PR #3055, opened 2020-07-23
added retry to tf workspaces

RuslanRasulovAkv:
This PR contains fixed retry logic for `tf workspaces` , which was reverted in #3047

### DIFF
--- a/src/Agent.Plugins/TFCliManager.cs
+++ b/src/Agent.Plugins/TFCliManager.cs
@@ -303,7 +303,7 @@ namespace Agent.Plugins.Repository
             args.Add("/format:xml");
 
             // Run the command.
-            string xml = await RunPorcelainCommandAsync(args.ToArray()) ?? string.Empty;
+            string xml = await RunPorcelainCommandAsync(3, args.ToArray()) ?? string.Empty;
 
             // Deserialize the XML.
             var serializer = new XmlSerializer(typeof(TFWorkspaces));
--- a/src/Agent.Plugins/TFCliManager.cs
+++ b/src/Agent.Plugins/TFCliManager.cs
@@ -11,6 +11,7 @@ using System.Xml.Serialization;
 using System.Text;
 using System.Xml;
 using System.Security.Cryptography.X509Certificates;
+using Microsoft.VisualStudio.Services.Agent;
 using Microsoft.VisualStudio.Services.Agent.Util;
 
 namespace Agent.Plugins.Repository
@@ -303,7 +304,7 @@ namespace Agent.Plugins.Repository
             args.Add("/format:xml");
 
             // Run the command.
-            string xml = await RunPorcelainCommandAsync(3, args.ToArray()) ?? string.Empty;
+            string xml = await RunPorcelainCommandAsync(Constants.Variables.Pipeline.RetriesOnFailure, args.ToArray()) ?? string.Empty;
 
             // Deserialize the XML.
             var serializer = new XmlSerializer(typeof(TFWorkspaces));
--- a/src/Agent.Plugins/TFCliManager.cs
+++ b/src/Agent.Plugins/TFCliManager.cs
@@ -11,7 +11,6 @@ using System.Xml.Serialization;
 using System.Text;
 using System.Xml;
 using System.Security.Cryptography.X509Certificates;
-using Microsoft.VisualStudio.Services.Agent;
 using Microsoft.VisualStudio.Services.Agent.Util;
 
 namespace Agent.Plugins.Repository
@@ -35,6 +34,8 @@ namespace Agent.Plugins.Repository
         protected override Encoding OutputEncoding => StringUtil.GetSystemEncoding();
 
         protected override string Switch => "/";
+
+        public static readonly int RetriesOnFailure = 3;
 
         public string FilePath => Path.Combine(ExecutionContext.Variables.GetValueOrDefault("Agent.HomeDirectory")?.Value, "externals", "tf", "tf.exe");
 
@@ -304,7 +305,7 @@ namespace Agent.Plugins.Repository
             args.Add("/format:xml");
 
             // Run the command.
-            string xml = await RunPorcelainCommandAsync(Constants.Variables.Pipeline.RetriesOnFailure, args.ToArray()) ?? string.Empty;
+            string xml = await RunPorcelainCommandAsync(RetriesOnFailure, args.ToArray()) ?? string.Empty;
 
             // Deserialize the XML.
             var serializer = new XmlSerializer(typeof(TFWorkspaces));
--- a/src/Agent.Plugins/TFCliManager.cs
+++ b/src/Agent.Plugins/TFCliManager.cs
@@ -260,7 +260,7 @@ namespace Agent.Plugins.Repository
         {
             ArgUtil.NotNullOrEmpty(serverPath, nameof(serverPath));
             ArgUtil.NotNullOrEmpty(localPath, nameof(localPath));
-            await RunCommandAsync("vc", "workfold", "/map", $"/workspace:{WorkspaceName}", serverPath, localPath);
+            await RunCommandAsync(3, "vc", "workfold", "/map", $"/workspace:{WorkspaceName}", serverPath, localPath);
         }
 
         public async Task WorkfoldUnmapAsync(string serverPath)
--- a/src/Agent.Plugins/TeeCliManager.cs
+++ b/src/Agent.Plugins/TeeCliManager.cs
@@ -278,7 +278,7 @@ namespace Agent.Plugins.Repository
             args.Add("-format:xml");
 
             // Run the command.
-            TfsVCPorcelainCommandResult result = await TryRunPorcelainCommandAsync(FormatFlags.None, args.ToArray());
+            TfsVCPorcelainCommandResult result = await TryRunPorcelainCommandAsync(FormatFlags.None, 3, args.ToArray());
             ArgUtil.NotNull(result, nameof(result));
             if (result.Exception != null)
             {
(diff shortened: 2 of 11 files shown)


damccorm:
@RuslanRasulovAkv as a matter of process, for changes that you need a review on, could you please get someone from your team to give an approval before requesting a review from Mark or I. That's a workflow that has worked pretty well for us with tasks and should help us make sure we're getting the tfvc domain knowledge we need (which Mark and I might not have)

src/Agent.Plugins/TfsVCCliManager.cs
```diff
@@ -172,6 +182,24 @@ protected async Task<string> RunPorcelainCommandAsync(FormatFlags formatFlags, p
...
+                {
+                    int sleep = Math.Min(200 * (int)Math.Pow(5, attempt), 30000);
+                    ExecutionContext.Output($"Sleeping for {sleep} ms");
+                    await Task.Delay(sleep);
+                };
+                attempt++;
+            };
+            return result;
+        }
+
```
damccorm, line 202: It wasn't totally clear to me that this will work for this case since we're returning a result. What does the returned object represent here? It looks like it should contain any output data. Are we going to need data from previous runs included? This won't do that.

src/Agent.Plugins/TFCliManager.cs
```diff
@@ -303,7 +303,7 @@ public async Task<ITfsVCWorkspace[]> WorkspacesAsync(bool matchWorkspaceNameOnAn
             args.Add("/format:xml");
 
             // Run the command.
-            string xml = await RunPorcelainCommandAsync(args.ToArray()) ?? string.Empty;
+            string xml = await RunPorcelainCommandAsync(3, args.ToArray()) ?? string.Empty;
```
MaximMalygin, line 306: I think it would be better to have some config value or constant for this

src/Agent.Plugins/TfsVCCliManager.cs
```diff
@@ -172,6 +182,24 @@ protected async Task<string> RunPorcelainCommandAsync(FormatFlags formatFlags, p
...
+        {
+            var result = await TryRunPorcelainCommandAsync(formatFlags, args);
+            int attempt = 0;
+            while (attempt < retriesOnFailure && result.Exception != null)
+            {
+                result = await TryRunPorcelainCommandAsync(formatFlags, args);
+                if (result.Exception != null)
+                {
+                    int sleep = Math.Min(200 * (int)Math.Pow(5, attempt), 30000);
+                    ExecutionContext.Output($"Sleeping for {sleep} ms");
```
MaximMalygin, line 195: May be we need to log exception on every iteration?

src/Agent.Plugins/TfsVCCliManager.cs
RuslanRasulovAkv: @damccorm  No, we don't need it.
The result object contains two fields: Error and Output. If retry was successful we need only the information which contains in Output field in last, successful attempt. Otherwise we should return result which contains only the latest error. ( in all retries the probably should be the same)

damccorm: My understanding (and this might not be right) was that in these retry situations, we might partially succeed and make it part of the way through before failing - in that case, there might be valid information in the first failed attempt's output as well as the second successful attempt's output.

How are we using this output? Is it just getting logged out to the user or is it being used elsewhere by us somehow? If its just getting logged out I'm not too worried about it.

src/Microsoft.VisualStudio.Services.Agent/Constants.cs
```diff
@@ -358,6 +358,7 @@ public static class Pipeline
                 //
                 // Keep alphabetical. If you add or remove a variable here, do the same in ReadOnlyVariables
                 //
+                public static readonly int RetriesOnFailure = 3;
```
mjroghelia, line 361: This isn't the appropriate place for this constant. The constants in `Constants.Variables` are the names of actual Pipelines variables, not variables in the general sense. I think defining a constant within `TFCliManager` would be reasonable, since this is specific to that class and its subclasses and it wouldn't require changing the project dependencies around.

src/Agent.Plugins/TfsVCCliManager.cs
```diff
@@ -172,6 +182,25 @@ protected async Task<string> RunPorcelainCommandAsync(FormatFlags formatFlags, p
...
+                result = await TryRunPorcelainCommandAsync(formatFlags, args);
+                if (result.Exception != null)
+                {
+                    ExecutionContext.Warning($"{result.Exception.Message}");
+                    int sleep = Math.Min(200 * (int)Math.Pow(5, attempt), 30000);
+                    ExecutionContext.Output($"Sleeping for {sleep} ms before starting {attempt + 1}/{retriesOnFailure} retry");
+                    await Task.Delay(sleep);
+                };
+                attempt++;
+            };
```
mjroghelia, line 200: extraneous `;`

src/Agent.Plugins/TfsVCCliManager.cs
```diff
@@ -172,6 +182,25 @@ protected async Task<string> RunPorcelainCommandAsync(FormatFlags formatFlags, p
...
+            while (attempt < retriesOnFailure && result.Exception != null)
+            {
+                result = await TryRunPorcelainCommandAsync(formatFlags, args);
+                if (result.Exception != null)
+                {
+                    ExecutionContext.Warning($"{result.Exception.Message}");
+                    int sleep = Math.Min(200 * (int)Math.Pow(5, attempt), 30000);
+                    ExecutionContext.Output($"Sleeping for {sleep} ms before starting {attempt + 1}/{retriesOnFailure} retry");
+                    await Task.Delay(sleep);
+                };
```
mjroghelia, line 198: extraneous `;`

src/Microsoft.VisualStudio.Services.Agent/Constants.cs
mjroghelia: Sorry, I meant to say ` TfsVCCliManager`, not `TFCliManager`, would be a reasonable place for the constant.

src/Agent.Plugins/TfsVCCliManager.cs
```diff
@@ -172,6 +182,25 @@ protected async Task<string> RunPorcelainCommandAsync(FormatFlags formatFlags, p
             return string.Join(Environment.NewLine, result.Output ?? new List<string>());
         }
 
+        protected async Task<TfsVCPorcelainCommandResult> TryRunPorcelainCommandAsync(FormatFlags formatFlags, int retriesOnFailure, params string[] args)
+        {
+            var result = await TryRunPorcelainCommandAsync(formatFlags, args);
+            int attempt = 0;
+            while (attempt < retriesOnFailure && result.Exception != null)
```
mjroghelia, line 189: `attempt` isn't used outside the loop, so this can be a usual for loop.
```
for (int attempt = 0; attempt < retriesOnFailure && result.Exception != null; attempt++)
```

src/Agent.Plugins/TeeCliManager.cs
```diff
@@ -278,7 +279,7 @@ public async Task<ITfsVCWorkspace[]> WorkspacesAsync(bool matchWorkspaceNameOnAn
             args.Add("-format:xml");
 
             // Run the command.
-            TfsVCPorcelainCommandResult result = await TryRunPorcelainCommandAsync(FormatFlags.None, args.ToArray());
+            TfsVCPorcelainCommandResult result = await TryRunPorcelainCommandAsync(FormatFlags.None, Constants.Variables.Pipeline.RetriesOnFailure, args.ToArray());
```
mjroghelia, line 282: Note that below on line 287 an error exit code of 1 is ignored. The reason we saw pervasive build failures on the previous PR (the _proc error) was because getting a 1 exit code in hosted is common if not expected 100% of the time, and thus was always triggering the retry code with the bug in it. So a consequence of adding retry logic as written here will be that we will be retrying (with delays) in a common path, not just a true error path. To avoid that TryRunPorcelainCommandAsync would need to provide a way to make the retry conditional on the exit code not being 0 or 1.

src/Agent.Plugins/TfsVCCliManager.cs
damccorm: @RuslanRasulovAkv I think I'd like this question answered before we merge this one - other than that I feel good about it

RuslanRasulovAkv: @damccorm  Yes, of course, today I will check it more closely

RuslanRasulovAkv: @damccorm  In error case we just log out the output so we don't use it anywhere else.

damccorm: @RuslanRasulovAkv I'm not really worried about the failure case, I'm worried about the case where the first attempt partially succeeds but fails before completion and the second case succeeds.

For example - lets say you're trying to get 3 workspaces A, B, and C and you have the following sequence of attempts:

1) Successfully gets A and B, fails on C
2) Successfully gets C.

Will the output from retry 2 contain all the information that we need? I see we eventually serialize this output into some workspace objects - https://github.com/microsoft/azure-pipelines-agent/blob/8db185bb973d9684c96057e664ad4561ee7419e9/src/Agent.Plugins/TeeCliManager.cs#L302. I haven't dug in further than that, but presumably we use those somewhere.

RuslanRasulovAkv: Yes, we may have appropriate workspace in any retry (But we can't check where, and also i am not sure that tfvc return workspaces one by one). After we get  the workspaces (in TfsVCSourceProvider it is an Array of objects) agents try to use existing one if it possible ( that is why we need all workspaces their for checking).

damccorm: Ok. I think I'm ok with merging this now because its probably strictly better than the existing code. If we see issues with partial successes after this, we should revisit this

PR #3061, opened 2020-07-30
Support read-only default mounts

alex-peck:
Allow default container mounts to be set to read-only.

Changes made to NuGet packages are a result of bumping vss-api-netcore. Tests removed from ChunkerTests.cs is a result of MinPushBufferSize being removed in a BuildXL update.


src/Test/L0/Plugin/ChunkerTests.cs
```diff
@@ -20,17 +20,11 @@ public class ChunkerTests
         [InlineData(2 * 64 * 1024 - 1, "540770B3F5DF9DD459319164D2AFCAD1B942CB24B41985AA1E0F081D6AC16639")]
         [InlineData(2 * 64 * 1024 + 0, "3175B5C2595B419DBE5BDA9554208A4E39EFDBCE1FC6F7C7CB959E5B39DF2DF0")]
         [InlineData(2 * 64 * 1024 + 1, "B39D401B85748FDFC41980A0ABE838BA05805BFFAE16344CE74EA638EE42DEA5")]
-        [InlineData(Chunker.MinPushBufferSize - 1, "82CB11C6FBF387D4EF798C419C7F5660CAF6729742F0A5ECC37F9B5AE4AC0A11")]
-        [InlineData(Chunker.MinPushBufferSize + 0, "3C7D506720601D668D8AD9DE23112591876F3021D411D51F377BF6CF7B2A453C")]
-        [InlineData(Chunker.MinPushBufferSize + 1, "39FB7E365F622543D01DE46F1BE4F51E870E9CDF4C93A633BD29EE4A24BEDBB0")]
-        [InlineData(2 * Chunker.MinPushBufferSize - 1, "63B06CEB8ECAA6747F974450446E5072A48E3F26B4AE0192FEC41DDF61B83364")]
-        [InlineData(2 * Chunker.MinPushBufferSize + 0, "27032B90442309EE9C4098F64AECC9BACD9B481C7A969EECFE2C56D2BDD7CA2B")]
```
jeschu1, line 27: Can you elaborate on this removal?

src/Test/NuGet.Config
```diff
@@ -4,9 +4,10 @@
     <!--To inherit the global NuGet package sources remove the <clear/> line below -->
     <clear />
     <add key="restsdk" value="https://pkgs.dev.azure.com/mseng/PipelineTools/_packaging/nugetvssprivate/nuget/v3/index.json" />
+    <add key="BuildXL.Selfhost" value="https://pkgs.dev.azure.com/ms/BuildXL/_packaging/BuildXL.Selfhost/nuget/v3/index.json" />
```
jeschu1, line 7: Was this the special library that needed to be added?  Can you elaborate on why?

src/Common.props
```diff
@@ -10,7 +10,7 @@
     <OSPlatform>OS_UNKNOWN</OSPlatform>
     <OSArchitecture>ARCH_UNKNOWN</OSArchitecture>
     <DebugConstant></DebugConstant>
-    <VssApiVersion>0.5.151-private</VssApiVersion>
+    <VssApiVersion>0.5.153-private</VssApiVersion>
```
jeschu1, line 13: Guessing this was the API change to include getting the isreadyonly vars?

src/Test/L0/Plugin/ChunkerTests.cs
alex-peck: I mentioned it in the description. MinPushBufferSize was removed as a constant in the BuildXL package.

src/Common.props
alex-peck: Yes. This is the API update the makes the change to the container contract.

src/Agent.Sdk/ContainerInfo.cs
```diff
@@ -56,6 +57,7 @@ public ContainerInfo(Pipelines.ContainerResource container, Boolean isJobContain
             this.MapDockerSocket = container.Properties.Get<bool>("mapDockerSocket", !PlatformUtil.RunningOnWindows);
             this._imageOS = PlatformUtil.HostOS;
            _pathMappings = new Dictionary<string, string>( PlatformUtil.RunningOnWindows ? StringComparer.OrdinalIgnoreCase : StringComparer.Ordinal);
+           this._readOnlyVolumes = container.ReadOnlyMounts != null ? new List<string>(container.ReadOnlyMounts) : null;
```
jeschu1, line 60: I'd consider

```
this._readOnlyVolumes = container.ReadOnlyMounts != null 
     ? new List<string>(container.ReadOnlyMounts) 
      : new List<string>();
```
To make the isReadOnlyVolume simpler

src/Test/NuGet.Config
alex-peck: vss-api-netcore (the API contracts for ADO) depends on something called BuildXL. BuildXL depends on RocksDbSharp. I published a new version of BuildXL because vss-api-netcore depended on it. However, that new version of BuildXL depended on a new version of RocksDbSharp that was not available in our existing set of NuGet feeds. This new feed allows us to get the newest versions of these packages.

src/Agent.Sdk/Agent.Sdk.csproj
```diff
@@ -7,7 +7,7 @@
 
   <ItemGroup>
     <PackageReference Include="Microsoft.CodeAnalysis.FxCopAnalyzers" Version="2.9.8" Condition="$(CodeAnalysis)=='true'" />
-    <PackageReference Include="Microsoft.Win32.Registry" Version="4.4.0" />
+    <PackageReference Include="Microsoft.Win32.Registry" Version="4.7.0" />
```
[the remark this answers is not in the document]
alex-peck: Errors were being thrown in the build process because the updated version of BuildXL depended on higher versions of these packages.

src/Test/L0/Plugin/ChunkerTests.cs
jeschu1: I wouldn't expect us to have any negative consequences with that but it's good to be cautious of

jeschu1:
@alex-peck the changes LGTM.  How hard would it be to add a few unit tests?

src/Agent.Sdk/ContainerInfo.cs
alex-peck: I like this

alex-peck:
> @alex-peck the changes LGTM. How hard would it be to add a few unit tests?

There are no unit tests currently for the container code. There is some more work to be done to be able to test this section. I will track that as a separate feature.

stephenmichaelf:
@alex-peck Do we have Build Canary tests that can cover these changes?

jeschu1:
> @alex-peck Do we have Build Canary tests that can cover these changes?

This would be a good idea.  We'd have to do it once the change is deployed though, otherwise the canary tests would fail.  What do you think @alex-peck?

alex-peck:
> @alex-peck Do we have Build Canary tests that can cover these changes?

Sounds like a good idea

__TASK INSTRUCTIONS__
Go through the lines above and copy any that contain "List".

__TASK RESPONSE__
             return string.Join(Environment.NewLine, result.Output ?? new List<string>());
+           this._readOnlyVolumes = container.ReadOnlyMounts != null ? new List<string>(container.ReadOnlyMounts) : null;
     ? new List<string>(container.ReadOnlyMounts) 
      : new List<string>();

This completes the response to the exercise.